**What the task requires:** Provide again, from the entries below, every line from the one containing "fix(claude-review): the verdict" through the one containing "rules aim for.", exactly as written, and no other line.
(Beginning of Material provided)
PR #688, opened 2026-08-06
fix(claude-review): the verdict body tripled after sharding; cut it back

sh00tg0a1:
## Measurement

Across 36 posted reviews on this repo:

| | median | mean | longest |
|---|---|---|---|
| before sharding | 3130 | 3231 | 4721 |
| after sharding | **9789** | 8815 | **15845** |

Breaking down one 9801-character verdict:

```
Blockers               2012   21%
Per-shard findings     3142   32%
Open questions         4639   47%
```

## Why

**Per-shard duplication.** Blast radius used to be written once for the whole PR. Now every shard writes its own `summary`, `impact` and `not_covered`, so five shards produce five paragraphs. Those two fields alone accounted for 20% of the body.

**Unbounded open questions.** Each shard contributes its own list with no cap, written as full arguments rather than conclusions. Some entries were carried over from earlier rounds purely for status, so the body grew with every round — the opposite of the convergence the re-review rules aim for.

The cost of this is not tokens, it is that a blocker sits buried in the middle of nine thousand characters.

## Changes

- **Prompt limits**: `summary` ≤ 2 sentences, `impact` one sentence and empty when there is nothing to say, `not_covered` one sentence, `unconfirmed` ≤ 2 entries of 1–2 sentences. Items already raised in an earlier round with no new evidence are not relisted for status — same family as the existing "do not relist what the author declined" rule.
- **Per-shard section collapses to one line per shard** with a `(N blocking, M open)` tag. Blast radius and coverage gaps move into a `<details>` block.
- **Open questions capped** at 2 per shard and 6 overall, with an explicit line stating how many were trimmed. A silent cap would read as "that was everything".
- **Hard clipping in the assembly script.** The model may ignore the length instructions; the script already treats findings as untrusted input everywhere else, and length is no different.

## Result on identical inputs

| | before | after |
|---|---|---|
| normal round, five shards, mostly clean | several thousand | **525** |
| worst case, every field at its cap | 18918 | **5727** |

## Verification

Ran the assembly script against both fixtures. Also confirmed the clean-shard path renders `_(no issues)_` rather than an empty block, and that the trimmed-count line appears only when entries were actually dropped.


sh00tg0a1:
@claude review

PR #695, opened 2026-08-06
fix(knn): make vector search reachable on resource-backed object types

sh00tg0a1:
## Problem

`knn` was unusable on every object type bound to a Vega table resource, even when the resource had a vector index fully built. Three layers each blocked it independently, so fixing any one of them alone changed nothing:

1. **bkn-backend** never advertised `knn` in `condition_operations`. #686 deliberately withheld it because the two layers below would have rejected the operator anyway.
2. **ontology-query** required the property's declared type to literally be `vector`. A table resource's source column is a string, so the check rejected every field: `condition [knn] left field is not a vector field: stadium_name:string`.
3. **vega-backend** built its filter field table from the resource schema alone. The vectors live in a field the build task generates into the local index and never writes back to the resource, so the condition failed with `condition [knn_vector] left field 'stadium_name_vector' not found`.

## What changed

**bkn-backend — publish what the query side needs.** The vector capability derivation from #686 now also carries the generated vector field name and the embedding model. The model recorded on the resource may be a name (`openbkn vega dataset build --embedding-model text-embedding-v4`) while the query side vectorizes by ID, so it is resolved through the model factory once per object type and cached. The result is written to the property's `index_config.vector_config` and `knn` is advertised. If the model cannot be resolved, the capability is withheld rather than advertised — an operator that is guaranteed to 400 is worse than no operator.

**ontology-query — accept a scalar property that carries a vector index.** `rewriteKnnCond` now targets `index_config.vector_config.vector_field` when the property is not itself vector-typed. The existing data-view path, where the property really is a vector, is unchanged.

**vega-backend — recognise index-only fields when querying the local index.** Generated vector fields are added to the filter field table for queries served from a local index. They are still not published on the resource schema: they are part of the index implementation, not columns of the data source.

The `_vector` naming rule now lives in one place in vega's interfaces. The build task generates it, the query side recognises it, and BKN forwards it with the schema — all three reference the same source instead of each re-deriving the suffix.

## Verification

Unit suites green for all three services, with new tests covering capability derivation (generated field name, per-field model overriding the resource default, nothing without a built index), the `knn` rewrite on a scalar property, rejection when no vector index exists, and the generated-field helper.

End-to-end on the dev VM against a resource built with `--fulltext-fields stadium_name,city_name,country_name --embedding-fields stadium_name`:

- Object-type detail reports `knn` on `stadium_name` only, with `vector_field: stadium_name_vector` and a resolved model ID; the two fulltext-only fields keep `match` without `knn`.
- `knn` for `famous stadium in Mexico` returns Estadio Azteca first, then four more Mexican stadiums — none of which share a literal token with the query.
- The decisive check: `阿兹特克体育场` (Chinese, zero lexical overlap with the Latin-script data) returns `Estadio Azteca` at 0.7157 via `knn`, while the same string through `match` returns nothing. Cross-language recall is something only the vector path can do.
- No regression on full text: capability registration, instance recall and the schema-only default all match their pre-change results.

## Cost of the capability, and how it is bounded

Turning `knn` on made semantic instance retrieval issue a vector condition for every vector field of every candidate object type, each independently vectorising the same query string. The world-cup query went from roughly 0.5s to 4.4s. Three changes bring it back without giving up the capability:

- **ontology-query deduplicates vectorisation within a request**, keyed by (model, text). The same query string under the same model always produces the same vector; previously each sub-condition paid for it again. Failures are memoised too, so one failing embedding is not retried once per sub-condition.
- **One vector condition per object type** (`max_knn_sub_conditions_per_type`, default 1). Issuing `knn` against several text fields of the same row adds little recall and costs linearly.
- **Vector conditions only for the highest-ranked object types** (`knn_object_type_limit`, default 3). Concept retrieval has already ordered them; the tail cannot reach the final result set, so vectorising for it is pure cost.

Object types past the limit still get their full-text conditions — they are narrowed, not dropped. `enable_knn_instance_retrieval` turns the vector path off entirely for deployments that want full text only.

Measured on the VM, with the score of the top row used as proof that `knn` actually fires (10.669 with a vector clause, 9.957 for full text alone):

| state | latency | top score |
|---|---|---|
| vector clauses for every candidate object type | 8.8s | 10.669 |
| **defaults above** | **1.0s** | **10.669** |

An earlier revision of this PR reported 0.6s, but that measurement was worthless: a missing default left `enable_knn_instance_retrieval` nil, so no vector clause was issued at all and the top score had silently fallen back to 9.957. Review caught it; the defaults are now set in `DefaultSemanticInstanceRetrievalConfig` and merged in `mergeSemanticInstanceRetrievalConfig`, and every measurement above is checked against the score.

Two further defects surfaced while re-measuring:

- The budget was allocated by list position, but concept retrieval returns object types in the knowledge network's natural order whenever relation types are hit — not by relevance. It now ranks by the concept score, carried on an internal field so response ordering is untouched.
- Ranking alone was not enough: coarse recall only scores the object types it matched, so types pulled in as relation endpoints score 0 and filled the top slots without being able to issue `knn` at all. Allocation now skips object types that have no vector-capable field.

Full text is unaffected — capability registration, instance recall, the schema-only default and the direct `knn` query for `阿兹特克体育场` all match their pre-change results, with zero ontology-query 400s.


sh00tg0a1:
## 本 PR 衍生的后续项

排查与联调过程中发现、但不属于本 PR 范围的问题，集中列在这里：

| Issue | 内容 | 状态 |
|---|---|---|
| #704 | `get_kn_detail` / `get_object_types` / `search_schema` 默认路径都不返回 `condition_operations`，Agent 在 MCP 面无从判断字段能否 `match` / `knn` | 待做，建议紧接本 PR |
| #722 | `knn` 无向量索引时由 vega 内部降级，阻塞点是降级的可见性 | 待决策，见下 |
| #708 | 每个对象类只发一个向量条件这个默认值缺召回率实验支撑 | 待验证 |
| #235 | 旧 issue，前提（「KNN 左值必须是 vector 类型」）已被本 PR 推翻，建议收敛到「下游 400 被包装成 `CommonExternalServerError`」这一条 | 已说明 |
| #713 | 解析下沉到 vega + 降级策略 | 前半随本 PR 完成，后半移交 #722 |
| #706 | 能力派生读资源当前配置而非构建任务快照 | **本 PR 已解决**：模型取自产出索引的构建任务快照 |
| #707 | bkn-backend 读对象类详情新增模型工厂依赖 | **本 PR 已解决**：不再解析模型 |
| #151 | data_view 退役的残留：`NewMatchCond` / `NewKnnCond` 仍自读 `index_config`，是该字段仅存的读者 | 已在该 issue 记录确切位置 |

其中 #722 需要产品决策：降级会把「这个字段没建向量索引」变成「查询成功、零结果」，而现有响应链没有承载说明的位置，硬加要动 vega → ontology-query → context-loader → MCP 四层契约。本 PR 维持明确报错，错误中带字段名与资源名。

data_view 退役若在推进中，第 1、2 项（删除 data_view 分支、回收对象类属性级 `index_config`）可以并入；若那边范围不合适，另立 issue 也可以。

kenlee1988:
发现 1 个阻塞问题，建议 **Request changes**。

- **P1：回归已有的原生 vector 属性查询。** [`[condition_knn.go:144](https://github.com/openbkn-ai/bkn-foundry/blob/0361a290d511d05f4a0c756c9f8501d9cf7dbcc9/adp/bkn/ontology-query/server/common/condition/condition_knn.go#L144)`](https://github.com/openbkn-ai/bkn-foundry/blob/0361a290d511d05f4a0c756c9f8501d9cf7dbcc9/adp/bkn/ontology-query/server/common/condition/condition_knn.go#L144) 现在无条件把查询文本交给 VEGA；但 VEGA 对字符串值会强制要求 `LocalIndexName` 和对应构建任务快照。此前，资源映射到一个实际 `vector` 类型属性、且属性自带 `index_config.vector_config.model_id` 的既有路径，会在 ontology-query 中直接向量化并把向量交给 VEGA。因此没有本地构建索引（或快照中没有该 feature）的原生 vector 资源查询现在稳定返回 400。应仅对“标量属性 + Vega 生成向量字段”的新路径下放向量化；保留实际 vector 属性原来的 ontology-query 向量化分支，并补回归测试。

已运行并通过相关包测试：ontology-query、context-loader、VEGA、bkn-backend；`git diff --check` 通过。未修改工作区。

PR #696, opened 2026-08-06
fix(trace): expose interaction artifacts in read model

leecky:
## Summary
- expose interaction question/result artifact references in the canonical read model
- keep request details scoped to the operation while lazily loading full interaction context
- avoid treating interaction results without claim IDs as governed claims

## Verification
- GOCACHE=/private/tmp/openbkn-go-cache go test ./... -count=1
- make check-swag


leecky:
@claude review一下。

PR #45, opened 2018-05-02
add markdown format for pipy

rflamary:
Add information for a markdown long description in pipy (which is now compatible).

This aim at avoiding this:
https://pypi.org/project/POT/0.4.0/

and getting something such as this:
https://pypi.org/project/POT/0.3.1/

The fail was due to  lack of pandoc on my machine at the time.


agramfort:
maybe:

python setup.py check --restructuredtext

can help.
(End of Material provided)
**Answer box:**
fix(claude-review): the verdict body tripled after sharding; cut it back

sh00tg0a1:
## Measurement

Across 36 posted reviews on this repo:

| | median | mean | longest |
|---|---|---|---|
| before sharding | 3130 | 3231 | 4721 |
| after sharding | **9789** | 8815 | **15845** |

Breaking down one 9801-character verdict:

```
Blockers               2012   21%
Per-shard findings     3142   32%
Open questions         4639   47%
```

## Why

**Per-shard duplication.** Blast radius used to be written once for the whole PR. Now every shard writes its own `summary`, `impact` and `not_covered`, so five shards produce five paragraphs. Those two fields alone accounted for 20% of the body.

**Unbounded open questions.** Each shard contributes its own list with no cap, written as full arguments rather than conclusions. Some entries were carried over from earlier rounds purely for status, so the body grew with every round — the opposite of the convergence the re-review rules aim for.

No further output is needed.